High awareness of the service was also represented in foreign territories such as Australia, the Netherlands and Canada. Interestingly, international consumers are slightly less inclined to subscribe to the Disney Plus bundle that includes ESPN and Hulu, which sits at a fixed monthly rate of $12.99.
Joseph Kessler, global head of UTA’s analytics division, IQ, says Jennifer Aniston created an indelible moment for Apple TV Plus and her forthcoming series “The Morning Show” by finally joining Instagram. She earned 1 million followers in 45 minutes, reportedly a record, and has amassed 17.5 million to date. Drawing top talent has proved essential to Apple’s strategy, the study shows. When respondents were given synopses of series and movies featuring Aniston and Reese Witherspoon, Jason Momoa, M. Night Shyamalan, Octavia Spencer, Aaron Paul and Oprah Winfrey, intent to subscribe increased by 10 percentage points.

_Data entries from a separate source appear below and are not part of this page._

Issue #822, opened 2026-08-17
Build: CMake 4.3/4.4 native build instrumentation + per-file-set compile job pools


drsnuggles8:
**Is your feature request related to a problem? Please describe.**

We cap every build at `-j6` / `OLO_LINK_JOBS=2` and, per #759, know from a *hand-rolled*
instrumentation run (the CMake Instrumentation API opted in manually via its pre-4.3
experimental gate UUID, recipe in
[docs/agent-rules/build-trees-and-windows-asan.md §5](https://github.com/drsnuggles8/OloEngineBase/blob/master/docs/agent-rules/build-trees-and-windows-asan.md#5-instrumenting-a-build-with-the-cmake-instrumentation-api-issue-759))
that compilation, not linking, is the serialization point, and that peak memory is set by a
handful of heavy TUs (`LuaScriptGlue.cpp` ~150s, `McpFieldRegistry.cpp` ~52s×2), not by `-j` width.

That measurement was a one-off requiring a manual UUID-gated query file and is not repeatable by
a future agent without re-deriving the gotcha. And even with the measurement in hand, we have no
lever to act on it: today it's a blunt choice between "throttle every TU equally via `-j`" or
"don't." There's no way to cap *just* the memory-heavy TUs while letting the rest of the tree
compile at full width.

**Describe the solution you'd like**

Adopt two features that shipped in CMake **4.3** and **4.4** (this machine was on a 4.2 floor;
upgraded to 4.4.2 as part of clearing this issue's blocker):

1. **`cmake_instrumentation()` (4.3)** — the same Instrumentation API #759 used, but through its
   now-stable native command instead of the experimental UUID-gated query file. Wire it behind
   `CMAKE_VERSION VERSION_GREATER_EQUAL 4.3` and an opt-in cache variable (default `OFF` — not
   every developer build should pay the snippet-volume cost), mirroring the validation rigor of
   the existing `OLO_LINK_JOBS` link pool at
   [CMakeLists.txt:219-239](https://github.com/drsnuggles8/OloEngineBase/blob/master/CMakeLists.txt#L219-L239).
2. **File-set `JOB_POOL_COMPILE` (4.4)** — a `SOURCES`-type file set can carry `JOB_POOL_COMPILE`,
   which overrides both target- and source-level settings, Ninja-only. Migrate the heavy TUs
   identified from a fresh instrumented trace into a file set bound to a new job pool
[...]

Issue #759, opened 2026-08-08
Build: instrument the build (CMake Instrumentation API), then revisit the -j6 parallelism cap with data


drsnuggles8:
## Problem

We cap every build at 6 jobs (`--parallel 6` / `CMAKE_BUILD_PARALLEL_LEVEL=6`, plus `OLO_LINK_JOBS=2` for the Ninja link pool) because the dev box is 16c/31GB, also hosts three CI runners for another repo, and has been OOM-killed once by a full-width build.

That cap is a **memory decision made without memory data.** We don't know:

- whether the link pool or compilation is the actual serialisation point,
- what peak RSS at `-j6` really is, and therefore whether there's headroom,
- which targets dominate wall-clock, and
- whether targets are blocked waiting on dependency edges rather than on CPU.

## Proposal

Bill Hoffman's *CMake's Recent Evolution* (C++Now 2026, Kitware) covers the **Instrumentation API**, which answers exactly these. It emits one JSON snippet per configure / generate / compile / link / install / test step carrying `timeStart`, `duration`, `role`, `language`, `outputSizes`, and — the interesting part here — `beforeCPULoadAverage` / `afterCPULoadAverage` and `beforeHostMemoryUsed` / `afterHostMemoryUsed`. Snippets collate into an index and render as a Google Trace Event file.

Work:

1. **Enable instrumentation** for one clean build of `build/` (msvc) and read the trace.
2. **Answer the two questions above with numbers** — is the link pool the long pole, and is there memory headroom at `-j6`? Record the answer in this issue so the cap stops being folklore. If the data says the cap can move, move it; if it says the cap is right, that's equally valuable and this issue closes as "measured, no change".
3. **Try `OPTIMIZE_DEPENDENCIES ON`.** The talk flags it as the fix for the "compilation blocked by dependent targets" shape, and it drops unnecessary dependency edges from *static and object libraries*. `OloEngine` is a static lib with four dependents (`OloEditor`, `OloRuntime`, `OloServer`, `OloEngine-Tests`), which is precisely the configuration it targets. Re-trace and compare.
4. Optionally check `INSTALL_PARALLEL` — likely irrelevant since we don't install, noted only so it isn't re-discovered later.

## Acceptance

- A committed trace-derived summary (in this issue, not a tracked file) giving: total configure/generate/build time, the top 5 targets by compile+link time, peak host memory at `-j6`, and whether the link pool is the constraint.
[...]

PR #1308, opened 2026-09-17
build: measure per-TU and per-link peak RSS, and publish the ranking (#1305)

### LINKED ISSUE #1305: Build: per-TU peak RSS is unmeasured — `--parallel 2` and the 14 GiB cap rest on five numbers that disagree

Every Linux build on the `olo-ci` box runs at `--parallel 2` on a 16-thread host, and each runner
unit carries a 14 GiB `memory.max`. Both numbers exist because a single `clang++` TU is believed to
need ~9 GB. **Nothing measures that.** Five numbers are in play and no two agree:

| source | per-TU figure it assumes |
|---|---|
| `asan.yml` comments | ~3 GB/TU ("4 + 4 compiles is ~24 GB peak") |
| measured on the box, 2026-09-07 | **9.0 GB** for one `clang++` TU; one hit **13.9 GB** RSS |
| same build, link step | **8.7 GB** for `ld.lld` |
| `actions-runner-*.service` `MemoryMax` | 14 GiB |
| `user-1004.slice` `MemoryMax` | 19 GiB, justified in its drop-in as "~2 x 9 = 18 G" |

**This is not a request to instrument the build — that is done.** #759 and #822 landed it, it is
still wired (`OLO_BUILD_INSTRUMENTATION=ON`, native CMake 4.3+, recipe in
[`docs/agent-rules/build-trees-and-windows-asan.md` §5](https://github.com/drsnuggles8/OloEngineBase/blob/master/docs/agent-rules/build-trees-and-windows-asan.md#5-instrumenting-a-build-and-a-per-file-set-compile-job-pool-issues-759-822)),
and it produces per-TU compile *time* and a host-memory sample. The gap is narrower and is called
out in our own doc: the field it records is
`args.dynamicSystemInformation.afterHostMemoryUsed`, which is **system-wide host memory in KiB, not
the command's own RSS**, sampled at that command's completion. So the existing traces cannot
attribute memory to a TU at all.

#759's conclusion — *"peak memory is set by a handful of heavy TUs, not by `-j` width"* — is almost
certainly right, but the handful was identified by **compile time** (`LuaScriptGlue.cpp` ~150 s,
`McpFieldRegistry.cpp` ~52 s x2), which is a proxy for memory, not a measurement of it. Both files
are ~100-190 lines, so whatever they cost is coming from header fan-out, template instantiation or
codegen — and time and memory do not have to rank the same way.

What the gap costs:

- **`--parallel` cannot be raised on evidence.** 2 on a 16-thread box is the largest single term in
  job service time. #1284 had to shed UBSan and TSan to hosted runners because the box sits at
  rho 1.69 — buying capacity by removing work rather than by making the work cheaper. The cheaper
  lever was never priced.
- **`OLO_HEAVY_COMPILE_JOBS` / the `olo_heavy` pool from #822 is aimed at exactly this** — throttle
  the expensive TUs separately instead of throttling every TU equally via `-j`. Choosing its file-set
  membership needs per-TU RSS; today it is populated from compile time.
- **The cgroup caps are derived from the unmeasured number.** If 9.0 GB is wrong in either
  direction, the 14 GiB unit cap and the 19 GiB slice cap are both wrong with it.
- **It drifts silently.** ~3 GB to 9.0 GB already happened, and nothing noticed until a cgroup
  started killing jobs.

Recent context, stated precisely so it is not over-claimed: on **2026-09-17** three `systemd-oomd`
kills destroyed CI jobs on this box (the visible symptom was *"The self-hosted runner lost
communication with the server"* on `Steam (stub SDK)`). The root cause was **page-cache reclaim
against the slice's `MemoryHigh`, not compiler RSS**, so this issue would not have prevented those
failures. It is relevant because the remediation deliberately left `MemoryHigh=18G` in place —
nobody can say what the builds actually need, so the safe move was to change nothing.

Measure first, act on the ranking, refactor last.

1. **Per-TU peak RSS.** clang's `-fproc-stat-report=<file>` appends one record per invocation with
   wall time and **peak RSS of that process**, at essentially zero overhead. Wire it behind the
   existing `OLO_BUILD_INSTRUMENTATION` option so it rides the switch that is already there.
   Clang-only, which is fine — the self-hosted Linux builds are clang, and that is the host whose
   caps we are trying to justify.
2. **Link steps too.** `CMAKE_CXX_LINKER_LAUNCHER` is already wired for `LinkSemaphore.cmake`, so
   there is a hook. `ld.lld` at 8.7 GB is the other half of the ceiling and `OLO_LINK_JOBS=2`
   rests on it.
3. **Publish the ranking as a CI artifact** — top ~20 TUs by peak RSS, plus the link steps. This is
   the part that stops the number drifting back; a one-off measurement decays the way #759's did.
4. **Price the cheap config levers against the ranking before touching any code.** The Linux
   sanitizer jobs are `CMAKE_BUILD_TYPE=Debug` + ASan with full `-g` and no split DWARF, which is a
   plausible explanation for both the 9 GB TUs and the 8.7 GB link:

   | lever | why it might matter here | risk |
   |---|---|---|
   | `-gsplit-dwarf` + `--gdb-index` | debug info stays in `.dwo`; the linker stops loading it | verify ccache's `.dwo` handling — do not assume |
   | `-g1` on sanitizer CI only | keeps line tables + function names, which is all ASan needs to symbolize; drops variable/type DWARF | CI only; not for local debugging |
   | ThinLTO instead of full LTO | `INTERPROCEDURAL_OPTIMIZATION` is on for Release/Dist | does not affect the Debug sanitizer jobs |

5. **Re-derive the caps and `--parallel` from the measurement** — including whether the `olo_heavy`
   file set is holding the right TUs.
6. **Only then refactor** whatever the ranking actually names (`extern template`, header fan-out,
   splitting a god-TU). Deliberately out of scope for this issue: scope creep here is how a build
   task becomes a month.

- *Extend the CMake Instrumentation API to record per-command RSS.* Correct place for it long-term,
  but it is an upstream change and blocks this behind someone else's release. `-fproc-stat-report`
  gets the same number today.
- *Wrap compiles in `/usr/bin/time -v`.* Works, but it has to compose with the ccache launcher
  chain (`CMAKE_CXX_COMPILER_LAUNCHER`), and a wrapper that silently breaks caching would cost far
  more than it measures. A compiler flag has no such interaction.
- *Raise the cgroup caps instead.* Treats the symptom, and the box has livelocked twice (2026-09-06,
  2026-09-07). The caps should follow the measurement, not lead it.
- *Buy a third runner.* Rejected in #1219 on measurement — a hardware purchase against a box whose
  cold sanitizer builds already reach the 14 GiB ceiling.
- *Just refactor `LuaScriptGlue.cpp` and `McpFieldRegistry.cpp`.* They were named by compile time.
  Without per-TU RSS there is no way to tell whether a refactor moved the memory number, which is
  the definition of an unfalsifiable optimization.

**Additional context**

- Prior art, both **completed**: #759 (instrumentation + the `-j6` question), #822 (native CMake
  4.3/4.4 instrumentation + per-file-set compile job pools). Read both before starting; this issue
  is the one field they could not record.
- Capacity context: #1084 (umbrella, per-PR critical path), #1219 (box over capacity, closed),
  #1284 (shed UBSan/TSan to hosted).
- Existing knobs this would inform: `OLO_HEAVY_COMPILE_JOBS`, `OLO_LINK_JOBS`,
  `OLO_LINK_SEMAPHORE_SLOTS`, and the `--parallel` sites capped to 2 by #1158/#1159.
- **Adjacent but a different problem, do not merge them:** `OloEngine-Tests` has been hitting the
  same 14 GiB unit cap *at runtime* — `gtest_discover_tests` gives one process per case, so that is
  a single test case using 7-14.5 GB. That is a runtime leak question, not a compile-memory one, and
  a build-width fix cannot touch it.

## Score
```olo-score
capability: 5
craft: 1
stability: 3
decay: 3
effort: 3
confidence: 0.8
learning: 3
fun: 2
kano: performance
blocked_by: []
blocks: []
```

Scoring notes: **capability 5** — no engine capability, but it is the measurement several workflows'
throughput is gated on: `--parallel`, `OLO_HEAVY_COMPILE_JOBS`, `OLO_LINK_JOBS` and both cgroup caps
are all currently set from one unverified figure, and every self-hosted job pays for it.
**craft 1** — invisible in a frame, no portfolio value. **stability 3** — mis-set caps produce real
job-killing failures, but they bite occasionally rather than corrupting anything. **decay 3** — mild
compounding: per-TU memory climbs quietly with template and codegen accretion, and the ~3 GB to
9.0 GB drift already happened unnoticed. **effort 3, confidence 0.8** — steps 1-3 are a small
self-contained change on top of harnesses that already exist; the 0.8 is on how much the config
levers actually buy, which is exactly what the measurement settles. Refactoring is explicitly
deferred so this stays a 3. **performance** — it makes existing work cheaper rather than adding
capability, and the box is the constraint.

### LINKED ISSUE #1306: Build: OLO_BUILD_INSTRUMENTATION=ON cannot build on Windows — ctest --instrument execs vendored glad's shell-builtin custom command
**Describe the bug**

`cmake --preset dev-cached -DOLO_BUILD_INSTRUMENTATION=ON` (or `clangcl`, or any Windows
Ninja tree) configures cleanly and then **fails to build**, at the first custom command:

```
[0/1879] glad-generate
Batch file failed at line 3 with errorcode 1
FAILED: [code=1] .../OloEngine/vendor/glad-build/include/KHR/khrplatform.h
                 .../glad-build/include/glad/gl.h .../glad-build/src/gl.c
                 .../glad-build/args.txt
ninja: build stopped: subcommand failed.
```

There is no diagnostic from the failing command itself — only the batch wrapper's line
number. The recipe in
[`docs/agent-rules/build-trees-and-windows-asan.md` §5a](https://github.com/drsnuggles8/OloEngineBase/blob/master/docs/agent-rules/build-trees-and-windows-asan.md)
is therefore currently unusable on Windows.

**Cause**

`cmake_instrumentation()` (wired in the root `CMakeLists.txt` by #822) wraps *every*
custom command in

```
ctest --instrument --command-type custom ... -- <argv>
```

and `ctest --instrument` **executes argv directly** rather than handing it to a shell.
Vendored glad's own generator rule
(`OloEngine/vendor/clang/glad-src/cmake/GladConfig.cmake`, a FetchContent download) is
built from four `COMMAND echo …` lines:

```cmake
add_custom_command(
    OUTPUT ${GLAD_FILES} ${GLAD_ARGS_PATH}
    COMMAND echo Cleaning ${GLAD_DIR}
    ...
    COMMAND echo Generating with args ${GLAD_ARGS}
    ...
    COMMAND echo ${GLAD_ARGS} > ${GLAD_ARGS_PATH}
    ...
)
```

Under `cmd.exe` `echo` is a **shell builtin with no executable**, and the last line also
needs shell **redirection**. Neither survives being exec'd.

**Reproduced in isolation** (CMake 4.4.2), which is what identifies the mechanism rather
than blaming glad or the network:

| shell | command | result |
|---|---|---|
| Git bash (POSIX) | `ctest --instrument … -- echo Cleaning` | prints `Cleaning`, **exit 0** — `echo` is a real binary at `/usr/bin/echo` |
| `cmd.exe` | same command | **exit 1, no output at all** |

That asymmetry also explains why this was never seen before: Linux CI never enables the
option, and #759/#822's numbers were taken on trees where the glad outputs were already
present and up to date, so the rule did not re-run. It re-runs as soon as the option
changes, because the option changes the command line.

**Impact**

`OLO_BUILD_INSTRUMENTATION=ON` cannot build this project on Windows at all. That is the
switch the documented per-build-profiling recipe uses, and it is the only tree where
`OLO_LINK_JOBS` and `olo_heavy` exist, so it is also the correct tree for any
link-concurrency or heavy-TU question.

**Worked around, not fixed, by #1305**

#1305 needed per-TU peak RSS on Windows and could not use the umbrella, so
`cmake/ProcStatReport.cmake` added `OLO_PROC_STAT_REPORT`, which is a plain compiler flag
with no launcher and is unaffected. `-DOLO_PROC_STAT_REPORT=ON` works on Windows today.
**The CMake Instrumentation API half — per-command timing, `postCMakeBuild` traces, the
whole of #759/#822's tooling — remains broken there.**

**Options, none of them obviously right**

1. **Patch the vendored glad rule** at FetchContent time (the repo already has a patch
   mechanism for fsr2: `cmake/fsr2-apply-patches.cmake`). `COMMAND echo X` →
   `COMMAND ${CMAKE_COMMAND} -E echo X` fixes three of the four lines, but
   `COMMAND echo ${GLAD_ARGS} > ${GLAD_ARGS_PATH}` needs restructuring — `cmake -E echo`
   cannot redirect either. Probably `cmake -E copy`/a generated file, or a tiny
   `-P` script.
2. **Generate glad's sources once and commit them**, dropping the custom command. glad is
   already fetched with `REPRODUCIBLE` (#824) so the output is deterministic; this trades
   a vendored generator for a vendored artifact.
3. **Ask upstream** (`Dav1dde/glad`) to make its rule launcher-safe. Correct long-term,
   blocks on someone else's release.
4. **Document it as a Windows limitation** and point at `OLO_PROC_STAT_REPORT` for the
   memory question. Cheapest; leaves the timing half of #759/#822 Windows-broken.

Option 1 is the smallest real fix. Worth confirming first whether any *other* vendored
custom command has the same shape — the check is a scan for `COMMAND echo` and for `>`
inside `add_custom_command` across `OloEngine/vendor/`.

**Additional context**

- Prior art: #759 and #822 (both closed) wired the instrumentation; #1305 hit this.
- `docs/agent-rules/build-memory-per-tu.md` records the reproduction and the workaround.

## Score
```olo-score
capability: 3
craft: 1
stability: 2
decay: 2
effort: 2
confidence: 0.7
learning: 2
fun: 1
kano: table-stakes
blocked_by: []
blocks: []
```

Scoring notes: **capability 3** — no engine capability, but it restores a documented
build-profiling workflow that is currently dead on the only OS that runs the editor, and
the one tree where both memory job pools exist. **craft 1** — invisible. **stability 2** —
it breaks a build loudly and only under an opt-in flag, so nothing ships wrong because of
it. **decay 2** — mild: the longer it sits, the more likely a second vendored custom
command acquires the same shape unnoticed. **effort 2, confidence 0.7** — the patch itself
is small; the 0.7 is on the `> args.txt` line, which needs a restructure rather than a
substitution, and on whether other vendored rules share the shape.
**table-stakes** — a documented switch should build.

### LINKED ISSUE #1307: Build: the olo_heavy file set is mispopulated in both directions — re-derive it from #1305's ranking

#1305 built the per-TU peak-RSS measurement the `olo_heavy` file set was always supposed to
be chosen from, and the first full ranking says the set is **mispopulated in both
directions**. Not badly, and not randomly — it tracks an older ranking, which is exactly
the drift #1305 exists to stop.

This is the follow-up #1305's step 6 deliberately deferred ("only then refactor whatever
the ranking actually names ... scope creep here is how a build task becomes a month").
#1305 measures and publishes; this one acts on it.

**The evidence**

`scripts/analyze_proc_stat.py`, 1833 compiles at 99.0% coverage, clang-cl 23.1.0, Debug,
PCH and unity off, `OloEditor` + `OloEngine-Tests`. Distribution: median 0.38 GiB,
p95 1.08 GiB, max 5.38 GiB; 17 TUs over 2 GiB, 5 over 3 GiB, 2 over 5 GiB.

In the pool but ranking low:

| TU | rank | peak RSS |
|---|---:|---:|
| `Functional/SaveGame/AbilityComponentRoundTripTest.cpp` | #278 | 0.96 GiB |
| `Rendering/RenderGraphTest.cpp` | #180 | 1.03 GiB |
| `OloEngine/Scene/Prefab.cpp` | #25 | 1.45 GiB |
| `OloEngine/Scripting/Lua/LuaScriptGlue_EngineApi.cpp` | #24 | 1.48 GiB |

Notably, the survey shows awareness at a stark 5% for Quibi, the mobile video application forthcoming from Jeffrey Katzenberg and Meg Whitman next April. That may not matter, as the venture has secured millions in prepaid advertising and boasts major deals with prolific creators like Jason Blum and Steven Spielberg.
“You’re dealing with five or six huge companies that all have unique assets to leverage,” Kessler says. “Apple has an incredible amount of cash, Disney has the brand awareness and we’ve just seen a content lineup from HBO Max that exceeded expectations.” It’s not entirely about original content. In a finding that might justify recent megadeals for legacy streaming rights — for beloved series like “Friends,” “The Big Bang Theory” and, at a price tag of $500 million, “South Park” — 90% of survey respondents said such library titles were “important” or “very important.” In comparison, 68% felt the same about originals.
By mid-2020, Americans will face a specific kind of choice paralysis as these services roll out. In earnings calls, CEOs like Disney’s Bob Iger and WarnerMedia’s John Stankey have made crystal clear their commitment to attracting new customers and luring some away from Netflix, the market dominator at 140 million subscribers worldwide.
“This study captures a moment in time before all these entrants launch,” says David Herrin, UTA IQ’s head of content analytics. “Aside from the important question of awareness, it asks how much the consumer preferences are actually going to change.”